The CD pipeline is defined in cloudbuild.yaml to be executed by Cloud Build. It follows the following steps:
- Run unit tests
- Build and register a container image via Cloud Build as defined in the Dockerfile. The container packages the Dataflow pipeline and its dependencies and acts as the Dataflow Flex Template
- Build the Dataflow template by creating a spec.json file on GCS including the container image ID and the pipeline metadata based on metadata.json. The template could be run later on by pointing to this spec.json file
- Running system integration test using the deployed Flex-template and waiting for it's results
Cloud Build provides default variables such as $PROJECT_ID
that could be used in the build YAML file.
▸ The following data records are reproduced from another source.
PR #1685, opened 2026-05-18
Iterator Optimization

zach-schoenberger:
## Summary

First pass at reducing allocation overhead in the iterator and reader hot paths by wrapping `LsmTreeState` in `Arc` and switching APIs from consuming owned values to borrowing references.

## Motivation

The read path (point lookups, range scans, and segment iteration) previously required cloning entire `LsmTreeState` structures — including their L0 `VecDeque<SsTableView>` and compacted `Vec<SortedRun>` — every time `select_segments` was called or an iterator was constructed. For databases with many SSTs this creates measurable allocation pressure on every read. Wrapping the tree state in `Arc` makes the common case (no mutation) a cheap pointer copy, and passing references into iterator constructors avoids moving or cloning segment vectors entirely.

### `LsmTreeState` wrapped in `Arc` (`manifest/mod.rs`)

- `ManifestCore::tree` is now `Arc<LsmTreeState>` instead of `LsmTreeState`
- `Segment::tree` is now `Arc<LsmTreeState>` instead of `LsmTreeState`
- Added `serde` `"rc"` feature to `Cargo.toml` to support `Arc` (de)serialization
- All mutation sites use `Arc::make_mut` for copy-on-write semantics, or `Arc::unwrap_or_clone` when exclusive ownership is needed

### `ManifestCore` API changes (`manifest/mod.rs`)

- **Removed** `tree_for_segment_mut` (returned `&mut LsmTreeState`)
- **Added** `tree_for_segment_arc` — returns `Option<Arc<LsmTreeState>>` (cheap clone of the Arc)
- **Added** `replace_tree` — swaps the `Arc<LsmTreeState>` for a given segment prefix after mutation
- **Changed** `select_segments` — now returns `Option<&[Segment]>` instead of `Vec<Segment>`, eliminating per-query allocation. Returns `None` for unconfigured databases.
- **Added** `default_segment` — returns the unsegmented root tree as a `Segment` with empty prefix, used as the fallback when `select_segments` returns `None`

### Iterator constructors take references (`segment_iterator.rs`)

- `SegmentMergeIterator::new` takes `&[Segment]` instead of `Vec<Segment>`
- `build_segment_iter` takes `&[Segment]` instead of `Vec<Segment>`
- `build_l0_point_iters` takes `&VecDeque<SsTableView>` instead of owned
- `build_l0_range_iters` takes `&VecDeque<SsTableView>` instead of owned
- `build_sr_range_iters` takes `&[SortedRun]` instead of owned `Vec<SortedRun>`
- `SegmentIterState::Pending` stores `Arc<LsmTreeState>` instead of owned `LsmTreeState`

### `GetIterator` borrows tree state (`db_iter.rs`)

- `GetIterator::from_lsm_tree` takes `&LsmTreeState` instead of owned `LsmTreeState`

### Reader updates (`reader.rs`)

- Adapted to the new `select_segments` / `default_segment` API
- Avoids allocating a `Vec<Segment>` on every scan

### Compactor state (`compactor_state.rs`)

- `finish_compaction` and `finish_drain_compaction` use `tree_for_segment_arc` + `Arc::unwrap_or_clone` to mutate the tree, then `replace_tree` to store it back

### Test updates

- All test code that directly mutates `tree.l0` or `tree.compacted` now uses `Arc::make_mut(&mut ...)` to get mutable access

## Notes for Reviewers

- The `Arc::make_mut` pattern ensures copy-on-write: if only one reference exists (the common mutation path in compactor/writer), no clone happens. If the `Arc` is shared (e.g., during a concurrent read), only then does it clone — but this shouldn't occur on the mutation paths.
- `select_segments` returning `Option<&[Segment]>` is a slight API ergonomics trade-off, but avoids allocation on every read. Callers use `default_segment()` as fallback.
- The `CachedObjectStore` change to `impl Future` is orthogonal but was low-hanging fruit encountered during the pass.

## Results
Below are the local benchmark results from the change:
```
grep "stats dump" /tmp/bench-before.log
2026-05-18T17:04:39.766524Z  INFO bencher::db: stats dump [elapsed 10.0, put/s: 11016.800 (10.759 MiB/s), get/s: 44228.801 (34.922 MiB/s), get db hit ratio: 79.290%, window: 10s, total puts: 110385, total gets: 443152]
2026-05-18T17:04:49.725967Z  INFO bencher::db: stats dump [elapsed 20.0, put/s: 6985.550 (6.822 MiB/s), get/s: 28035.150 (22.164 MiB/s), get db hit ratio: 79.392%, window: 20s, total puts: 139846, total gets: 561237]
2026-05-18T17:04:59.793175Z  INFO bencher::db: stats dump [elapsed 30.0, put/s: 5579.100 (5.448 MiB/s), get/s: 22367.500 (17.711 MiB/s), get db hit ratio: 79.518%, window: 30s, total puts: 167797, total gets: 672820]
2026-05-18T17:05:09.724627Z  INFO bencher::db: stats dump [elapsed 40.0, put/s: 4894.100 (4.779 MiB/s), get/s: 19626.150 (15.564 MiB/s), get db hit ratio: 79.645%, window: 40s, total puts: 195813, total gets: 785255]
2026-05-18T17:05:19.720448Z  INFO bencher::db: stats dump [elapsed 50.0, put/s: 4410.180 (4.307 MiB/s), get/s: 17692.980 (14.042 MiB/s), get db hit ratio: 79.710%, window: 50s, total puts: 220592, total gets: 885078]
2026-05-18T17:05:29.765211Z  INFO bencher::db: stats dump [elapsed 60.0, put/s: 4104.650 (4.008 MiB/s), get/s: 16466.316 (13.080 MiB/s), get db hit ratio: 79.779%, window: 60s, total puts: 246376, total gets: 988365]

grep "stats dump" /tmp/bench-after.log
2026-05-18T17:06:34.189879Z  INFO bencher::db: stats dump [elapsed 10.0, put/s: 12686.900 (12.390 MiB/s), get/s: 50860.199 (40.291 MiB/s), get db hit ratio: 79.559%, window: 10s, total puts: 127187, total gets: 509803]
2026-05-18T17:06:44.160731Z  INFO bencher::db: stats dump [elapsed 20.0, put/s: 7509.450 (7.333 MiB/s), get/s: 30118.400 (23.868 MiB/s), get db hit ratio: 79.585%, window: 20s, total puts: 150190, total gets: 602373]
2026-05-18T17:06:54.160673Z  INFO bencher::db: stats dump [elapsed 30.0, put/s: 5948.400 (5.809 MiB/s), get/s: 23806.334 (18.885 MiB/s), get db hit ratio: 79.667%, window: 30s, total puts: 178571, total gets: 714677]
2026-05-18T17:07:04.135619Z  INFO bencher::db: stats dump [elapsed 40.0, put/s: 5019.200 (4.902 MiB/s), get/s: 20107.000 (15.968 MiB/s), get db hit ratio: 79.757%, window: 40s, total puts: 200790, total gets: 804359]
2026-05-18T17:07:14.141341Z  INFO bencher::db: stats dump [elapsed 50.0, put/s: 4643.140 (4.534 MiB/s), get/s: 18590.600 (14.781 MiB/s), get db hit ratio: 79.852%, window: 50s, total puts: 232209, total gets: 929756]
2026-05-18T17:07:24.142408Z  INFO bencher::db: stats dump [elapsed 60.0, put/s: 4272.617 (4.172 MiB/s), get/s: 17111.900 (13.618 MiB/s), get db hit ratio: 79.929%, window: 60s, total puts: 256377, total gets: 1026800]
```
Before the change:
Screenshot 2026-05-18 at 2 59 10 PM
After the change:
Screenshot 2026-05-18 at 2 49 14 PM
The time spent in `build_iterator_sources` drops to a level that is hard to see in flamegraphs, which really helped with the performance I see. 

## Checklist


Barre:
This looks very good to me.

slatedb/src/manifest/mod.rs
```diff
@@ -133,7 +133,7 @@ pub struct Segment {
     pub(crate) prefix: Bytes,
 
     /// LSM state for this segment.
-    pub(crate) tree: LsmTreeState,
+    pub(crate) tree: Arc<LsmTreeState>,
```
agavra, line 180: Love the PR, I think it's a solid improvement.

That said, I think it'd be good to get @rodesai to take a look here, I think the entire `ManifestCore` was intentionally kept arc-free, but I might just be hallucinating here. I know the entire thing is wrapped with a `COWDbState`, and we already wrap that in an `Arc`. 

I know it's a bit of a pain but we might want to just pass that arc around to avoid chaining reference counts.

Don't change anything yet though until the others chime in, I might be overly paranoid here.

zach-schoenberger: Any more thoughts here?

rodesai: We just didn't use Arcs in there because what was shared was the `COWDbState`. I think what changed is that we're now sharing individual segments' trees because iterator initialization is deferred for changed segments during a range scan. So making the `LsmTree` cheaply shareable makes sense to me.

slatedb/src/manifest/mod.rs
```diff
@@ -437,25 +443,48 @@ impl ManifestCore {
...
             self.segments
                 .binary_search_by(|s| s.prefix.as_ref().cmp(prefix))
                 .ok()
-                .map(|idx| &self.segments[idx].tree)
+                .map(|idx| self.segments[idx].tree.as_ref())
         }
     }
 
-    /// Mutable variant of [`tree_for_segment`].
-    pub(crate) fn tree_for_segment_mut(&mut self, prefix: &[u8]) -> Option<&mut LsmTreeState> {
```
rodesai, line 494: it might be useful to retain a version of this that uses `Arc::make_mut` - you could use that from the compactor state stuff when mutating dbstate.

slatedb/src/manifest/mod.rs
```diff
@@ -643,34 +672,46 @@ impl ManifestCore {
...
-    /// empty vector: no tree can hold a matching key.
-    pub(crate) fn select_segments(&self, range: &BytesRange) -> Vec<Segment> {
+    /// A point query that lands outside every segment's interval —
+    /// and any query against a configured-but-empty database —
+    /// returns an empty slice: no tree can hold a matching key.
+    ///
+    /// When `None` is returned, callers should use
+    /// [`default_segment`](Self::default_segment) to obtain the
+    /// single unsegmented tree.
+    pub(crate) fn select_segments(&self, range: &BytesRange) -> Option<&[Segment]> {
```
rodesai, line 720: the ergonomics here are poorer - was allocating the segment vec adding noticeable overhead after changing `Segment` to hold an `Arc<LsmTree>`?

zach-schoenberger: `select_segments` was where the majority of the time was spent. I don't have any flamegraphs for returning the Vec of Segment's that have Arcs. If we return a Vec here it's an allocation plus N clones on a very hot path. Agreed it's not as ergonomic but there's only 2 non test call sites. We could add an enum to contain the 2 variations if you're opposed to the option pattern here.

slatedb/src/manifest/mod.rs
zach-schoenberger: Yeah that would probably be cleaner.

slatedb/src/manifest/mod.rs
zach-schoenberger: Another option would be to replace the `self.tree` with a `Segment` instead of a raw `LsmTreeState`. That would allow for returning a slice in either pattern and probably make the struct more consistent. The downside being some sort of glue code would be needed for FlatBufferManifestCodec. Or a new manifest version which I really doubt is wanted.

rodesai: Lets leave it as is for now

criccomini:
`wal_replay_not_found_should_be_fenced_when_writer_epoch_advanced` failure is an unrelated transient failure. I am able to reproduce on main. Addressing it separately.

rodesai (approved):
LGTM

criccomini:
Merged. If @flaneur2020 raises any issues, we can revert or address them.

User defined variables could also be used in the form of $_USER_VARIABLE
.
In this project the following variables are used:
$_TARGET_GCR_IMAGE
: The GCR image name to be submitted to Cloud Build (not URI) (e.g wordcount-flex-template)$_TEMPLATE_GCS_LOCATION
: GCS location to store the template spec file (e.g. gs://bucket/dir/). The spec file path is required later on to submit run commands to Dataflow$_REGION
: GCP region to deploy and run the dataflow flex template$_IMAGE_TAG
: Image tag
These variables must be set during manual build execution or via a build trigger
To trigger a build on certain actions (e.g. commits to master)
- Go to Cloud Build > Triggers > Create Trigger. If you're using Github, choose the "Connect Repository" option.
- Configure the trigger
- Point the trigger to the cloudbuild.yaml file in the repository
- Add the substitution variables as explained in the Substitution variables section.